Your assignment =>
The answer must be a single number, namely how many lines in the entries below contain the string "Done".

------------------------

PR #1939, opened 2018-11-08
Add V8 run with all --harmony flags

rwaldron:


.travis.yml
```diff
@@ -32,6 +32,12 @@ matrix:
     node_js: "node"
     script: ./tools/scripts/ci_test.sh
     env: T262ENGINE=v8 hostType=d8 hostArgs='--harmony'
+  - language: node_js
+    name: "New or modified tests on V8 with all --harmony flags"
+    if: type = pull_request
+    node_js: "node"
+    script: ./tools/scripts/ci_test.sh
+    env: T262ENGINE=v8 hostType=d8 hostArgs=$(v8 --help | grep "\--harmony" | perl -p -e "s/ \(enable.*\n//")
```
rwaldron: @leobalter 

```
$ v8 --help | grep "\--harmony" | perl -p -e "s/ \(enable.*\n//"
  --harmony  --harmony-shipping  --harmony-do-expressions  --harmony-class-fields  
--harmony-await-optimization  --harmony-regexp-sequence  --harmony-weak-refs  
--harmony-locale  --harmony-private-fields  --harmony-numeric-separator  --harmony-string-matchall  
--harmony-intl-list-format  --harmony-intl-segmenter  --harmony-namespace-exports  
--harmony-sharedarraybuffer  --harmony-import-meta  --harmony-dynamic-import  
--harmony-array-prototype-values  --harmony-array-flat  --harmony-symbol-description  
--harmony-global  --harmony-json-stringify  --harmony-public-fields  --harmony-static-fields  
--harmony-intl-relative-time-format
```

mathiasbynens: Why not just pass `--harmony`, which enables all `--harmony-*` flags?

mathiasbynens: Ah, `--harmony` only enables staged features. Then again, you probably don’t want to run tests against unstaged WIP implementations.

littledan: WIP features might be very broken. I bet you'll get more meaningful feedback from `--harmony`.

leobalter: the ci jobs are generally not slow and we can afford to have extra runs. I'm not sure if we can see add advantage on adding every flag here but I'd be game to sport available flags from all the engines.

PR #1948, opened 2018-11-13
Update generated tests

leobalter:
this is from #1801, there are some other tests to update for matching.

This should fix Travis CI

PR #1957, opened 2018-11-14
Use $DONOTEVALUATE for newer tests

mathiasbynens:


bakkot:
While you're at it, I just noticed that [CONTRIBUTING.md](https://github.com/tc39/test262/blob/master/CONTRIBUTING.md#handling-errors-and-negative-test-cases) still says "the exact `throw` statement specified in this example" despite the example not containing a `throw` statement.

mathiasbynens:
@bakkot Good catch! Fixed.

leobalter:
#1948

mathiasbynens:
@leobalter Done. Note that this patch now only updartes `CONTRIBUTING.md`.

PR #1959, opened 2018-11-16
Remove invalid invalid values in the tests

FrankYFTang:
I believe these value of "invalid" in the test to test invalid are not valid. 
There are no where in the ECMA 402 spec mentioned the string "invalid" have to be treated as an invalid value and cannot be a valid value. Therefore, we need to remove them from the test. (or we can add "invalid" as an invalid value to the spec.)

### DIFF
--- a/test/intl402/Collator/ignore-invalid-unicode-ext-values.js
+++ b/test/intl402/Collator/ignore-invalid-unicode-ext-values.js
@@ -24,15 +24,15 @@ var defaultLocale = defaultOptions.locale;
 var defaultSortedArray = testArray.slice(0).sort(defaultCollator.compare);
 
 var keyValues = {
-    "co": ["standard", "search", "invalid"],
-    "ka": ["noignore", "shifted", "invalid"],
-    "kb": ["true", "false", "invalid"],
-    "kc": ["true", "false", "invalid"],
-    "kh": ["true", "false", "invalid"],
-    "kk": ["true", "false", "invalid"],
-    "kr": ["latn-hira-hani", "hani-hira-latn", "invalid"],
-    "ks": ["level1", "level2", "level3", "level4", "identic", "invalid"],
-    "vt": ["1234-5678-9abc-edf0", "invalid"]
+    "co": ["standard", "search"],
+    "ka": ["noignore", "shifted"],
+    "kb": ["true", "false"],
+    "kc": ["true", "false"],
+    "kh": ["true", "false"],
+    "kk": ["true", "false"],
+    "kr": ["latn-hira-hani", "hani-hira-latn"],
+    "ks": ["level1", "level2", "level3", "level4", "identic"],
+    "vt": ["1234-5678-9abc-edf0"]
 };
 
 Object.getOwnPropertyNames(keyValues).forEach(function (key) {
--- a/test/intl402/DateTimeFormat/ignore-invalid-unicode-ext-values.js
+++ b/test/intl402/DateTimeFormat/ignore-invalid-unicode-ext-values.js
@@ -20,9 +20,9 @@ locales.forEach(function (locale) {
     var defaultFormatted = defaultDateTimeFormat.format(input);
 
     var keyValues = {
-        "cu": ["USD", "EUR", "JPY", "CNY", "TWD", "invalid"], // DateTimeFormat internally uses NumberFormat
-        "nu": ["native", "traditio", "finance", "invalid"],
-        "tz": ["usnavajo", "utcw01", "aumel", "uslax", "usnyc", "deber", "invalid"]
+        "cu": ["USD", "EUR", "JPY", "CNY", "TWD"], // DateTimeFormat internally uses NumberFormat
+        "nu": ["native", "traditio", "finance"],
+        "tz": ["usnavajo", "utcw01", "aumel", "uslax", "usnyc", "deber"]
     };
     
     Object.getOwnPropertyNames(keyValues).forEach(function (key) {
--- a/test/intl402/NumberFormat/ignore-invalid-unicode-ext-values.js
+++ b/test/intl402/NumberFormat/ignore-invalid-unicode-ext-values.js
@@ -20,8 +20,8 @@ locales.forEach(function (locale) {
     var defaultFormatted = defaultNumberFormat.format(input);
 
     var keyValues = {
-        "cu": ["USD", "EUR", "JPY", "CNY", "TWD", "invalid"],
-        "nu": ["native", "traditio", "finance", "invalid"]
+        "cu": ["USD", "EUR", "JPY", "CNY", "TWD"],
+        "nu": ["native", "traditio", "finance"]
     };
     
     Object.getOwnPropertyNames(keyValues).forEach(function (key) {


littledan:
Well, I wonder if we can treat these tests similarly to the `locale` metadata: even if the spec doesn't say it, we could make a test which is valid in practice given real-world data, with metadata to enable engines to skip when it is not appropriate. Would this be useful? Cc @ms2ger

FrankYFTang:
not sure what do you mean

FrankYFTang:
without this, I need to explicit add the string "invalid" to a blacklist in the v8 to make this test pass. I do not mind to do so if the spec include such value. But w/o such value mentioned in the spec, it is hard to justify for that.

littledan:
I misunderstood. I think this test is trying to check against any unexpected value. Why would this need a blacklist?

Ms2ger:
@NorbertLindenberg: looks like you wrote these tests; could you clarify what they're doing?

NorbertLindenberg:
I wrote these tests for the first edition of the standard, but it seems the following is still true for the fifth edition: The standard specifies, via the RelevantExtensionKeys and LocaleData internal slots of the constructors, which extension keys and values are supported within the Unicode extension of a locale string. Only a subset of the extension keys defined in UTS 35 is supported, and even for supported extension keys not all values defined in UTS 35 are supported. The standard specifies, via the ResolveLocale abstract operation, that all unsupported keys and values are ignored. (The word "invalid" may be a bit strong in this context, since unsupported keys and values don’t cause an exception or otherwise block the use of a locale string containing them).

The tests verify that both unsupported keys and unsupported values are indeed ignored. For example, for NumberFormat, the "cu" key is unsupported, so seemingly valid currency codes such as "USD" should be ignored just like the string "invalid". The "nu" key itself is supported, but the specification excludes the values "native", "traditio", and "finance", so these must be ignored just like the string "invalid".

Note that any string that’s not explicitly allowed by UTS 35 is unsupported, so "invalid" is just one sample out of a universe of unsupported strings. A blacklist of unsupported values is the wrong way to pass these tests.

I’m not up-to-date on current discussions, so it’s possible that changes to the specification after the fifth edition may invalidate some or all of what I said above.

FrankYFTang:
Thanks @NorbertLindenberg (long long time no see... 20 years?) It help me a lot. But I still have some puzzles-
The test require Intl.DateTimeFormat("en-u-nu-invalid").resolvedOptions().locale to be "en" instead of "en-u-nu-invalid". Some code have to change the string from "en-u-nu-invalid" to "en". From https://www.ecma-international.org/ecma-402/#sec-resolvelocale I have hard time to figure out where is such step. I understand the concept @NorbertLindenberg talk about here. But where is such requirement in the spec? Basically, if I follow @NorbertLindenberg  's logic, 
Intl.DateTimeFormat("en-u-nu-foobar").resolvedOptions().locale  should also be "en", right? 
I just have hard time to find the spot in the spec of such "The standard specifies, via the ResolveLocale abstract operation, that all unsupported keys and values are ignored." it will be nice if you can point it out.

NorbertLindenberg:
Step 8 of the ResolveLocale abstract operation iterates over the keys in relevantExtensionKeys to extract information from the Unicode extension. This means, any key not contained in relevantExtensionKeys is ignored. Step 8.h.ii. checks whether the value defined in the Unicode extension is either one of the values in keyLocaleData, or is empty where keyLocaleData contains "true". This means, any value not contained in keyLocaleData is ignored. keyLocaleData is obtained from the localeData parameter in steps 8.a-c.

rwaldron:
@FrankYFTang @littledan @Ms2ger ping

FrankYFTang:
> Note that any string that’s not explicitly allowed by UTS 35 is unsupported, so "invalid" is just one sample out of a universe of unsupported strings. A blacklist of unsupported values is the wrong way to pass these tests.

> Step 8 of the ResolveLocale abstract operation iterates over the keys in relevantExtensionKeys to extract information from the Unicode extension. This means, any key not contained in relevantExtensionKeys is ignored. Step 8.h.ii. checks whether the value defined in the Unicode extension is either one of the values in keyLocaleData, or is empty where keyLocaleData contains "true". This means, any value not contained in keyLocaleData is ignored. keyLocaleData is obtained from the localeData parameter in steps 8.a-c.

Try to understand your comments. Do you mean from the spec point of view, only those listed as type name in https://www.unicode.org/repos/cldr/tags/latest/common/bcp47/number.xml (but also exclude "finance" /  "native" / "traditio" ) should be allowed for "nu" and similar for value of other key?

rwaldron:
@NorbertLindenberg ^^

FrankYFTang:
ok, I understand now. Thanks for the education. Mark it close

sffc:
I don't disagree with the conclusion to this thread.  I just want to point out that I do not see where in the spec we are required to reject invalid numbering systems.

[Section 9.2.6 step 8](https://www.ecma-international.org/ecma-402/#sec-resolvelocale) says,

> Let foundLocaleData be localeData.`[[<foundLocale>]]`.
> Let keyLocaleData be foundLocaleData.`[[<key>]]`.
> Let value be keyLocaleData[0].
> Let supportedExtensionAddition be "".
> If r has an [[extension]] field, then
>   Let requestedValue be UnicodeExtensionValue(r.`[[extension]]`, key).
>   If requestedValue is not undefined, then
>     If requestedValue is not the empty String, then
>       If keyLocaleData contains requestedValue, then
>         // the value is valid and put it into the resolved locale

The variable `localeData` comes from the format object.  Here is how it is defined in NumberFormat, [11.3.3](https://www.ecma-international.org/ecma-402/#sec-intl.numberformat-internal-slots):

> The value of the `[[RelevantExtensionKeys]]` internal slot is « "nu" ».
> 
> NOTE 1: Unicode Technical Standard 35 describes two locale extension keys that are relevant to number formatting, "nu" for numbering system and "cu" for currency. Intl.NumberFormat, however, requires that the currency of a currency format is specified through the currency property in the options objects.
> 
> The value of the `[[LocaleData]]` internal slot is implementation defined within the constraints described in 9.1 and the following additional constraints:
> 
> The list that is the value of the "nu" field of any locale field of `[[LocaleData]]` must not include the values "native", "traditio", or "finance".

It says nowhere what values should be in that list.  What stops us from saying that any string in the universe, except for the three bad ones, are in the list?  Practically, we could say that you can give us whatever numbering system you want, and if we don't have data for it right now, we give you a latin fallback.

sffc:
[Section 9.1](https://www.ecma-international.org/ecma-402/#sec-internal-slots) says vaguely,

> `[[RelevantExtensionKeys]]` is a List of keys of the language tag extensions defined in Unicode Technical Standard 35 that are relevant for the functionality of the constructed objects.

It does not appear to put any constraints on the possible *values* for those keys, only for the keys themselves.  I guess maybe you can read into the spec that the intention is to validate values as well as keys.  I just don't see that explicitly required.

sffc:
Okay, and then [UTS 35 section 3.6.2](https://unicode.org/reports/tr35/tr35.html#Numbering%20System%20Data) says,

> LDML supports multiple numbering systems. The identifiers for those numbering systems are defined in the file bcp47/number.xml.

which points to https://unicode.org/repos/cldr/tags/latest/common/bcp47/number.xml.

I'm convinced.  Sorry for the noise.

Ms2ger:
@macchiati since it seems people agree that this test is correct according to the current specification, perhaps your comment would be more actionable as an issue on the specification?

sffc:
> @macchiati since it seems people agree that this test is correct according to the current specification, perhaps your comment would be more actionable as an issue on the specification?

Done: https://github.com/tc39/ecma402/issues/301

FrankYFTang:
> > Read the bullet point right after that:
> > > [[SortLocaleData]] and [[SearchLocaleData]] (for Intl.Collator) and [[LocaleData]] (for Intl.NumberFormat, Intl.DateTimeFormat, and Intl.PluralRules) are records that have fields for each locale contained in [[AvailableLocales]]. The value of each of these fields must be a record that has fields for each key contained in [[RelevantExtensionKeys]]. The value of each of these fields must be a non-empty list of those values defined in Unicode Technical Standard 35 for the given key that are supported by the implementation for the given locale, with the first element providing the default value.
> 
> I think this is dangerous. Validity checking should be an option — not a requirement within other services like matching.
> 
> Why? Because if you bake validity checking into code that could be running on out-of-date software (eg older version of ICU), then you will reject locales that are perfectly valid on an up-to-date system. For general-purpose software that is not absolutely guaranteed to be up-to-date, it is much better to reject ill-formed locales, but allow invalid ones — and ignore tags that you don't understand. And I don't think we can ever assume that JS implementations will always be up-to-date with the latest CLDR.
> 
> See also [Locale Class](https://docs.google.com/document/d/12ZpGW4qcNV5NLCPQHR1-viMpVs9Pod81ZkwKJvyRfqQ/edit?ts=5bebde67#heading=h.mszsvv7qat7p).
> 
> FYI There is a validity checker on the Java side, but it is not public API:
> 
> com.ibm.icu.impl.locale.LocaleValidityChecker.java
> See also com.ibm.icu.dev.test.util.TestLocaleValidity.java
> 
> _**However, you have to be very cautious in its use, as remarked above.**_

Mark. I think we have some misunderstanding here.
When I start this issue, the focus is on the test for to the constructor of each Intl formatter/collator objects EXCEPT the Intl.Locale itself. 

The issue related to this is in an abstract routine ResolveLocale() 

https://ecma-international.org/ecma-402/#sec-resolvelocale

This routine is called by the constructor of Intl.DateTimeFormat, Intl.NumberFormat, Intl.Segment, Intl.Collator, Intl.PluralRules, Intl.ListFormat, Intl.RelativeTimeFormat, and probably some other newer Intl.* class but it is intentionally, I assume, NOT by Intl.Locale, neither in the constructor, nor anywhere in the spec of other routine.

It is part of the process to decide which exact concrete locale to be used for those operational classes (format, segment, sort, etc) , since the constructor allow the caller to pass in a list of locales with several different options. And in this stage, the software need to figure out exactly which one it should use. Therefore, such validation in this stage should be reasonable, right?

Therefore, such validation exists ONLY in the time of construction of these intl objects, but in particular, will NOT impact the construction or other method of the Intl.Locale object itself.

PR #1963, opened 2018-11-16
Basic tests for private methods

leobalter:


test/language/expressions/class/private-methods/prod-private-async-generator.js
```diff
@@ -0,0 +1,142 @@
...
+ * MethodDefinition : ClassElementName ( UniqueFormalParameters ) { FunctionBody }
+ * 
+ * 1. Let methodDef be DefineMethod of MethodDefinition with argument homeObject.
+ * ...
+ */
+assert.sameValue(c.ref, other.ref, 'The method is defined once, and reused on every new instance');
+
+assert.sameValue(c.ref.name, '#m', 'function name is preserved external reference');
+ctorPromise.then(() => {
+    var iter = c.ref();
```
rwaldron: I think it would be helpful if there was a comment that accompanied this line, which noted that this is actually calling `this.#m`

test/language/expressions/class/private-methods/prod-private-async-method.js
```diff
@@ -0,0 +1,137 @@
...
+
+  get ref() { return this.#m; }
+
+  constructor() {
+    assert.sameValue(
+      hasOwnProperty(this, '#m'), false,
+      'private methods are defined in an special internal slot and cannot be found as own properties'
+    );
+    assert.sameValue(typeof this.#m, 'function');
+    assert.sameValue(this.ref(), this.#m, 'returns the same value');
```
rwaldron: Same as above, should be fixed in https://github.com/tc39/test262/pull/1963/files#diff-0d2c472101ba48bbc07d267a50c4f19bR91

src/class-elements/private-methods/cls-decl.template
```diff
@@ -0,0 +1,123 @@
...
+
+esid: prod-MethodDefinition
+---*/
+
+/*** template notes
+ * method should always be #m
+ * the template provides c.ref() for external reference
+ */
+
+function hasOwnProperty(obj, name) {
```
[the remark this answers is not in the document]
leobalter: Interesting... using Reflect.has I can also confirm the private method is not in the prototype chain. I wonder if I should use both.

------------------------

Exercise solution =>
2